By 1:00 p.m., Oswald had taken a bus, then a taxi, back to his rooming house at 1026 North Beckley Avenue, where he retrieved a jacket and a .38 caliber revolver. At approximately 1:15 p.m., Dallas patrolman J. D. Tippit pulled alongside Oswald, who matched the broadcast description, near the corner of East 10th Street and North Patton Avenue. After a brief exchange through the car window, Tippit stepped out and Oswald shot him four times. Nine witnesses positively identified Oswald as the shooter. He ducked into the Texas Theatre without buying a ticket and was arrested at about 1:40 p.m. 'I'm just a patsy!' he told reporters. During two days of interrogation, Oswald denied owning a rifle and denied killing anyone. Asked if he was a communist, he replied: 'No, I am not a communist. I am a Marxist.' On Sunday morning, November 24, as detectives escorted him through the police headquarters basement, nightclub owner Jack Ruby stepped from the crowd and shot him once in the abdomen. Oswald died at Parkland Memorial Hospital -- the same hospital where Kennedy had been pronounced dead two days earlier.

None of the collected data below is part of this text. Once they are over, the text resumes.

PR #649, opened 2026-06-06
GREP-393 implementation: Coherent Rolling Updates for PodCliqueSet

unmarshall:
## What type of PR is this?
/kind feature
/kind api

### Summary

This PR implements [GREP-393: Coherent Rolling Updates](https://github.com/ai-dynamo/grove/pull/640) for `PodCliqueSet`.

For motivation, goals/non-goals, user stories, and conceptual design, see #640. This PR description focuses on what's implemented and how to review it.

 The detailed design with file paths, function names, invariants, and the state-machine walkthrough is attached as a reviewer artifact (`coherent-updates-implementation-plan.md`) rather than committed to the repo.

  ### What's in this PR

  #### New API surface

  - **`PodGangMap` CRD** (`operator/api/core/v1alpha1/podgangmap.go`) — namespaced, one per PCS replica. Holds the desired PodGang composition: per-entry `PodCliqueSetGenerationHash`, standalone-PodClique pod
   counts, PCSG replica indices, and `DependsOn` for cross-PodGang scheduling order.
  - **`CoherentStrategy`** constant on `PodCliqueSetUpdateStrategy.Type` (kubebuilder default = `Coherent`).
  - **`PodCliqueSetReplicaUpdateProgress.InFlightPodGangs`** + `ErrorMessage` fields.
  - **`PodClique.Status.PodGangMapping`** (`map[string]int32`) and **`PodCliqueScalingGroup.Status.PodGangMapping`** (`map[string][]int32`) — decision-driven, authored by the child reconcilers; PodGangMap is a steady-state follower of these.
  - **`PodGangConditionTypeAvailable`** on the scheduler API. Set True after `MinReplicas` is released and all min-replica pods are ready. The orchestrator advances iterations on this condition.
  - **New labels**: `grove.io/podcliqueset-replica-index` and `grove.io/podcliqueset-generation-hash` are stamped on every PodGang at creation.

  #### Controller and component changes

  - **PodGangMap component** (`operator/internal/controller/podcliqueset/components/podgangmap/`) — desired-state author. Three regimes: fresh PCS bootstrap → MVU entries from spec; existing PCS pre-dating Coherent → reconstruction from live PodGangs; coherent update in progress → mixed old-hash and new-hash entries. Gates on `InFlightPodGangs` empty and on the prior MPG reaching `Available` before authoring the next iteration.
[...]

PR #778, opened 2026-08-15
Coherent Update PreReq PR#1: Migration of existing PodGang names to use epoch based names

### LINKED ISSUE #777: PodGang migration + PodGangMap + epoch-based naming

Introduce `PodGangMap` CRD which segregates the set of PodGangs into Anchor/Tail/ScaleOut roles/categories. An entry is identified by an `Epoch` which is guaranteed to be unique across the PodGangMap resource. Each such entry captures information like (PCS generation hash, Anchor information, number of pods for each PCLQ that belongs to this Epoch and replica indices for each PCSG that belong to this epoch. 

* During coherent update this will capture the step/sub-step drain of old PodGangEnty's and creation of new PodGangEntry's. In steady
* During steady state this will be synced with all scale-out/in that happen for every standalone PCLQ and PCSG resources.

This resource is created per PCS replica and serves as a single source of truth for the PodGang component which is responsible for reconciling (creating/updating/deleting) PodGang resources.

### Why is this needed?

We are harmonizing the PodGang name scheme. This PR introduces the first batch of changes that are required to realise coherent-update. It ensures that all PodGang names (existing and new) use a single scheme. This will also help ease the complexity of next PRs as they do not have to handle both legacy and new naming scheme for the PodGang resources.

> NOTE: It is mandatory that all consumers should update to the Grove release that has this PR. This ensures that the migrator code will run and migrate all legacy PodGang to the new naming scheme.

unmarshall:
#### What type of PR is this?

/kind feature
/kind api

##### Summary

PR #649 is a large PR and the decision is to break this PR into smaller PRs. This will ensure that the changes required for coherent-updates are introduced in batches, each building on top of another. This PR is the first batch of changes.

Introduces the **PodGangMap (PGM)** as the single source of truth to materialise PodGangs, and moves PodGang naming from the legacy scheme to an **epoch-based** scheme. A migration component brings existing (legacy) PodCliqueSets onto the new scheme in place, without recreating pods.

##### What changes this PR brings in?

**PodGangMap (new CRD + component)**
  - New `PodGangMap` CRD, one per PodCliqueSet replica, whose entries record each scheduling batch (epoch), its role (Anchor / Tail / ScaleOut), the standalone PodCliques and PodCliqueScalingGroup replica indices it carries, and its scheduling dependencies (`DependsOn`).
  - A spec-driven PodGangMap component bootstraps and reconciles the map.

**Epoch-based PodGang naming**
  - Anchor PodGang: `<pcs>-<replica>-<epoch>`
  - Non-Anchor PodGang: `<pcs>-<replica>-<epoch>-<pcsg>-<index>`.
  - The PodGang component derives all PodGangs (names, labels, and scheduling-gate dependencies) from the PodGangMap rather than from parsed names.
  - PodGangs carry `grove.io/epoch` and `grove.io/podgang-role` labels. The legacy `grove.io/base-podgang` label is dropped from the new scheme.

**Migration of legacy PodCliqueSets**
  - A new `PodGangMigrator` component (a sync group that runs after the PodGangMap component and before the PodClique/PodGang/PodCliqueScalingGroup components) rewrites the `grove.io/podgang` label on every PodClique and Pod of a legacy replica to the epoch-based name derived from the PodGangMap, and drops `grove.io/base-podgang`. It creates and deletes no PodGang. The PodGang component creates the epoch-named PodGangs and deletes the legacy ones once the Pods carry the new label.
  - A `PodGangMigrationInProgress` condition is introduced. It is set before the controller manager starts on every legacy PodCliqueSet, gates the PodCliqueScalingGroup and PodClique reconcilers so scaling cannot interleave with migration. The migration component clears it once every replica is migrated. New PodCliqueSets are already created with the new scheme and are never gated.

##### Why the migrator is a component (not a pre-start batch)?
Making it a component provides the following benefits:
* We re-use the PodGangMap component's ability to create PodGangMap resources for existing PCS.
* An existing Ability (component architecture) to auto-requeue on error is re-used by the migrator component.
* The migrator component only updates the PCLQ and Pod labels and additionally leverages the PodGang component to create new PodGangs (based on epoch-based scheme) and delete excess PodGangs (legacy name based PodGangs will become excess).

> NOTE: Migrator code (pre-controller-manager + component) is a short lived code and is introduced to automate the migration of existing PodGangs. Once all PodCliqueSet resources have been migrated then we can disable and eventually remove this component.

Fixes #777

```release-note
- Introduces a new PodGangMap custom resource. This resource will serve as a single source of truth to materialise PodGang resources. 
- A new naming scheme has been introduced for PodGangs.
- A migrator component is introduced which will auto-migrate all existing (now legacy) PodGang resources to the new scheme. Without disrupting the running workloads it will also patch labels on existing PCLQ and Pods to reflect the new PodGang and related labels.
```

```docs
API docs have been generated for the new PodGangMap resource.
```


operator/internal/podgangmigrator/gate.go
```diff
@@ -0,0 +1,97 @@
...
+		meta.SetStatusCondition(&pcs.Status.Conditions, metav1.Condition{
+			Type:    apiconstants.ConditionTypePodGangMigrationInProgress,
+			Status:  metav1.ConditionTrue,
+			Reason:  "LegacyPodGangsPendingMigration",
+			Message: "PodCliqueSet predates the epoch-based PodGang scheme and is pending migration",
+		})
+		if err := cl.Status().Update(ctx, pcs); err != nil {
+			return fmt.Errorf("failed to set PodGang migration gate on PodCliqueSet %v: %w", client.ObjectKeyFromObject(pcs), err)
+		}
+		logger.Info("Set PodGang migration gate on legacy PodCliqueSet", "podCliqueSet", client.ObjectKeyFromObject(pcs))
```
renormalize: If a status update for a single PodCliqueSet fails (for any reason), we simply return here and the process exits. Perhaps we could implement a retry for the status update with a limited number of retries, before we return an error here that causes the process to exit? Relying on a container restart to re-attempt a resource status update is very heavy handed.

`k8s.io/client-go/util/retry` provides `retry.OnError()` which we could possibly make use of here.

operator/api/core/v1alpha1/podgangmap.go
```diff
@@ -0,0 +1,121 @@
...
+// +kubebuilder:object:root=true
+// +kubebuilder:resource:shortName={pgm}
+
+// PodGangMap is the desired-state mapping between PodGangs and their constituent
+// PodClique and PodCliqueScalingGroup pod counts for a single PodCliqueSet replica.
+// One PodGangMap resource exists per PodCliqueSet replica, named <pcs-name>-<pcs-replica-index>.
+type PodGangMap struct {
+	metav1.TypeMeta   `json:",inline"`
+	metav1.ObjectMeta `json:"metadata,omitempty"`
+	// Spec defines the desired PodGang-to-pod-count mapping for this PodCliqueSet replica.
```
renormalize: The specification talks generally, not in specifics.

```suggestion
	// Spec defines the desired PodGang-to-pod-count mapping for a PodCliqueSet replica.
```

operator/internal/controller/podcliqueset/components/podgangmap/steadystate.go
```diff
@@ -0,0 +1,335 @@
...
+	var anchorEpoch string
+	for i := range entries {
+		if entries[i].Role == grovecorev1alpha1.PodGangEntryRoleScaleOut && entries[i].PodCliqueSetGenerationHash == currentHash {
+			return entries
+		}
+		if entries[i].Role == grovecorev1alpha1.PodGangEntryRoleAnchor && entries[i].PodCliqueSetGenerationHash == currentHash && entries[i].AnchorIndex == 0 {
+			anchorEpoch = entries[i].Epoch
+		}
+	}
+	scaleOut := newPodGangEntry(scaleOutEpoch, currentHash, []string{anchorEpoch})
```
yankay, line 322: Thanks for adding this path. Could we guard against an empty `anchorEpoch` here? With `OnDelete`, the anchor can retain the old generation hash, producing `DependsOn: [""]`; the pod controller then queries `<pcs>-<replica>-` and keeps scale-out Pods scheduling-gated indefinitely. I reproduced this with the full sync flow and a default-scheduler cluster. Resolving the effective anchor or requeueing here, plus a regression test, should prevent this.

operator/api/core/v1alpha1/podgangmap.go
```diff
@@ -0,0 +1,121 @@
...
+	Entries []PodGangEntry `json:"entries"`
+}
+
+// PodGangEntryRole classifies the role a PodGangMap entry plays in a PodCliqueSet replica.
+// +kubebuilder:validation:Enum={Anchor,Tail,ScaleOut}
+type PodGangEntryRole string
+
+const (
+	// PodGangEntryRoleAnchor marks the entry that carries the MinAvailable replicas.
+	// It holds every standalone PodClique and each PodCliqueScalingGroup's MinAvailable replicas.
```
renormalize, line 65:
```suggestion
	// It holds all pods of every standalone PodClique, and MinAvailable replicas of each PodCliqueScalingGroup.
```

operator/api/core/v1alpha1/podgangmap.go
```diff
@@ -0,0 +1,121 @@
...
+	PodGangEntryRoleTail PodGangEntryRole = "Tail"
+	// PodGangEntryRoleScaleOut marks the entry that holds PodCliqueScalingGroup replicas added by a
+	// steady-state scale-out beyond the template. It materializes into one PodGang per replica index.
+	// It is created on the first scale-out and removed once it holds no replicas.
+	PodGangEntryRoleScaleOut PodGangEntryRole = "ScaleOut"
+)
+
+// PodGangEntry describes one scheduling batch, identified by its epoch, that materializes into one
+// or more PodGangs. An Anchor entry materializes into a single anchor PodGang; a Tail or ScaleOut
+// entry materializes into one PodGang per (PodCliqueScalingGroup, replica index) it carries.
```
renormalize, line 82:
```suggestion
// entry materializes into one PodGang per {PodCliqueScalingGroup, replica index} it carries.
```

operator/api/core/v1alpha1/podgangmap.go
```diff
@@ -0,0 +1,121 @@
...
+type PodGangEntry struct {
+	// Epoch is the identity of this entry and the group of PodGangs materialized from it. It serves
+	// two purposes. First, identity, it is unique across entries within a PodGangMap and is the
+	// listMapKey, and every PodGang materialized from this entry carries it as the grove.io/epoch
+	// label so those PodGangs are grouped by it. Second, ordering, DependsOn references epochs, and
+	// comparing epochs orders entries so scheduling dependencies can be expressed and the most recent
+	// anchor found. The value is a monotonic unix-nano integer used only as a distinct, orderable key.
+	// It is not interpreted as a wall-clock time.
+	Epoch string `json:"epoch"`
```
renormalize, line 94:
```suggestion
	// Epoch is the identity of this entry and the group of PodGangs materialized from it. It serves
	// two purposes. First, identity, which is unique across entries within a PodGangMap and is
	// `listMapKey`. Every PodGang materialized from this entry carries it as the `grove.io/epoch`
	// label so those PodGangs are grouped by it. Second, ordering, where `DependsOn` references epochs, and
	// comparing epochs orders entries so scheduling dependencies can be expressed and the most recent
	// anchor found. The value is a monotonic unix-nano integer used only as a distinct, orderable key.
	// It is not interpreted as a wall-clock time.
	Epoch string `json:"epoch"`
```

operator/api/core/v1alpha1/podgangmap.go
```diff
@@ -0,0 +1,121 @@
...
+	// PodCliqueSetGenerationHash is the PodCliqueSet generation hash that pods in this PodGang
+	// must match. Used by PodClique and PodCliqueScalingGroup reconcilers to create pods at the
+	// correct spec version and to distinguish old pods from new pods during a coherent update.
+	PodCliqueSetGenerationHash string `json:"podCliqueSetGenerationHash"`
+	// Role classifies this entry. See PodGangEntryRole for the meaning of each value. Role is the
+	// durable marker that lets the entry structure be reconstructed from the entries alone, so no
+	// separate record needs to be persisted.
```
renormalize: My understanding from this comment is that the EntryRole allows grove to understand the type of PodGang, and the number of PodGangs that need to be created for the correpsonding entry.

I do not think `lets the entry structure be reconstructed from the entries alone` is the clearest when someone is reading the API for the first time. Can we rephrase/simplify this?

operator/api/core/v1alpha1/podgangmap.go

The Warren Commission concluded in 1964 that Oswald acted alone, a finding supported by the FBI, Secret Service, and Dallas Police Department. The House Select Committee on Assassinations largely concurred in 1979, though late-introduced acoustic evidence briefly suggested a possible second gunman -- a conclusion later challenged by a National Academy of Sciences panel. More than six decades later, a 2013 Gallup poll found that 61 percent of Americans believed Kennedy was killed as part of a conspiracy. Oswald was buried at Rose Hill Cemetery in Fort Worth after funeral homes struggled to find a cemetery willing to accept him. Reporters were pressed into service as pallbearers. His gravestone was stolen four years later. The places that shaped the final chapter of his life -- the Texas School Book Depository, now the Sixth Floor Museum; Dealey Plaza; the Texas Theatre; the rooming house on North Beckley Avenue -- remain standing, still drawing visitors who come to walk the ground where American history fractured.
The article's geographic coordinates (32.732°N, 97.203°W) correspond to the Dallas-Fort Worth area. Key sites are spread across Dallas: Dealey Plaza and the former Texas School Book Depository (now Sixth Floor Museum) at 32.780°N, 96.808°W; the Texas Theatre in Oak Cliff at 32.743°N, 96.849°W. Oswald is buried at Rose Hill Cemetery in Fort Worth. Best viewed from 3,000-5,000 ft AGL over Dallas. Nearest airports: KDAL (Dallas Love Field, 5 nm NW of Dealey Plaza), KDFW (Dallas/Fort Worth International, 18 nm NW). Dealey Plaza sits at the western edge of downtown Dallas, identifiable by the triple underpass where Elm, Main, and Commerce streets converge.